Вот так-то беседуем мы с ней, а она вдруг я спроси меня:
– У вас, кажется, есть коллекция открыток с картин Третьяковской галереи?
– Есть, – говорю. – Хорошая коллекция.
– Покажите. Только вы не тащите всего этого сюда, а я, – говорит, – лучше пойду в вашу каюту. Можно?
А у меня была отдельная каюта – капитан был приятелем, так дал.
Услышав предложение любимой девушки, я засиял, как бриллиант Кох-и-Нор, и, конечно, помчался вперед самым гостеприимным образом. Входим мы, и как остановилась она посреди каюты, красивая, будто наша Яблонька, сверкающая черными глазами, белыми перламутровыми зубками, освещенная ярким полуденным солнцем из открытого иллюминатора, как наклонилась она над альбомом жарко дышащей грудью – вспыхнул я, как солома на огне.

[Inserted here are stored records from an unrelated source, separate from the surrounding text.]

PR #303, opened 2026-09-20
Count per-host dispatch targets under the role a hot-standby QD dispatches to

huiliang-liu:
## Problem

`getCdbComponentInfo()` counts, per host, the segments this dispatcher sends QEs to, and hands each QE its host's count through gpqeid (`hostPrimaryCount`). The counting loop only ever entered PRIMARY rows into the hash, while the two read-back loops admitted MIRROR rows on a hot-standby QD. A host carrying only mirror rows therefore had no entry to read back: `Assert(found)` fires on assert builds, and release builds dereference a NULL hash entry and the backend segfaults at connect time, before any query runs.

The trigger is wider than the ticket describes. The standby coordinator is itself a `role='m'` row, so any multi-host hot-standby deployment where the standby has its own host (the normal layout) hits this on every standby session, not just clusters with dedicated mirror hosts and not only after failover. Single-host demo clusters hide it by co-hosting every role under one hostname, which is why the hot_standby isolation2 suite never saw it.

A secondary defect on co-hosted layouts: a mirror row received the count of primaries on its host, while the standby QD actually runs one QE per mirror there. After role drift the two differ and resource groups divide per-host memory by the wrong number.

## Fix

Compute one `dispatch_role` per build and use it in the counting loop and both read-back loops, so every row read back was counted:

- MIRROR for a catalog-built table on a hot-standby QD, so a standby's count is mirrors-per-host, which is what the QEs' per-host resource math wants.
- PRIMARY otherwise: a live QD, or any topology-built table. `applyDispatchTopology()` stamps every synthesized row PRIMARY, so the ticket's suggested fix (count MIRROR whenever `IS_HOT_STANDBY_QD()`) would leave every count at 0 on the PR #248 path and each QE would FATAL in `cdbgang_parse_gpqeid_params`.

The read-back `Assert(found)` becomes an `elog(ERROR)` so a future asymmetry surfaces as an error rather than a release-build segfault. Comments on `HostPrimaryCountEntry` and `hostPrimaryCount` now describe a dispatch-target count; the field name is kept to avoid churn in `cdbgang_async.c` and `resgroup.c`.

Behavioral note: on a mirrorless cluster, which was never a supported hot-standby dispatch layout, the standby QD now hands the primaries a host count of 0 and the QEs FATAL on gpqeid, where they previously ERRORed with "primary segments can only process MPP protocol messages from primary QD". Both refuse; only the message differs.

## Test

New isolation2 `hot_standby/dispatch_target_count`. `hostname` in `gp_segment_configuration` is only the grouping key for the count (connections go by `address`), so the test relabels the three segment mirrors onto a host of their own, checks that a fresh standby session builds its component table and dispatches to all of them, then restores the catalog. The standby coordinator row keeps its hostname because the isolation2 driver resolves `-1S` through it; the entry rows go through the same loop and predicate.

И уж буду с вами откровенен до конца – до того захотелось мне поцеловать эту прекрасную девушку, что чуть не до крику.
Собственно, другой на моем месте, может быть, и сделал бы это, потому что девушка относилась ко мне чрезвычайно ласково, но, как я вам говорил уже, характер у меня был дико застенчив. Как так? Среди бела дня вдруг ни с того ни с сего – чмок! Еще если была бы темная ночь – тогда не так стыдно… А то как назло: солнце нагло лезло всеми своими лучами, как осьминог лапами, прямо в открытый иллюминатор, так что я мог пересчитать все вьющиеся мягкие волосики на ее склоненном затылке…
И воззвал я ко Господу:
– Всемогущий! Если для тебя действительно нет ничего невозможного – пошли сейчас ночную тьму, чтобы я мог наглядно объяснить этому твоему прекрасному созданию волнующие меня чувства!